Que deviennent les masques jetables après usage ? Le dirigeant de la startup aindinoise Cycl-add, spécialisée dans le recyclage des déchets difficiles, a fédéré plusieurs entreprises pour créer une filière de recyclage des masques jetables, allant de la collecte jusqu'à la commercialisation en produits finis, à travers une valorisation sous la forme de T-shirts notamment. A court terme, cette filière territoriale sera en capacité de traiter 4.000 tonnes par an.
Hervé Guerry annonce un objectif à court terme de 4.000 tonnes de masques recyclés par an. Hormis la collecte, l'ensemble de la chaine se trouve dans un rayon de moins de 50 kilomètres autour d'Oyonnax.
Hervé Guerry annonce un objectif à court terme de 4.000 tonnes de masques recyclés par an. Hormis la collecte, l'ensemble de la chaine se trouve dans un rayon de moins de 50 kilomètres autour d'Oyonnax. (Crédits : DR)

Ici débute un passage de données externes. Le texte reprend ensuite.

PR #370, opened 2026-07-31
test(e2e-mitm): adds the boilerplate for mocking

christopherferreira9:
Adds the boilerplate for mocking in Playwright tests and (later) manual testing —
  so we can cover negative scenarios where APIs don't return the expected response.

  One set of declarative definitions, two adapters over it:

  - **`routeMocks`** — Playwright request interception (`page.route`). Used by the specs.
  - **`installMockFetch`** — patches `fetch` inside the app, for driving it by hand.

Selon l'Agence pour la Diffusion de l'Information Technologique (ADIT), entre 6,8 et 13,7 milliards de masques à usage unique auraient été utilisés en France ces derniers mois.

Des chiffres vertigineux repris par une mission flash de l'Assemblée Nationale lancée en novembre 2020 et s'intéressant au traitement des masques usagés.

Dans sa synthèse présentée tout récemment, cette mission s'alarme ainsi des quelque 40.000 tonnes de déchets non recyclés produits par ces masques l'année dernière. Et préconise le développement urgent de mesures visant à mettre en œuvre un recyclage efficace.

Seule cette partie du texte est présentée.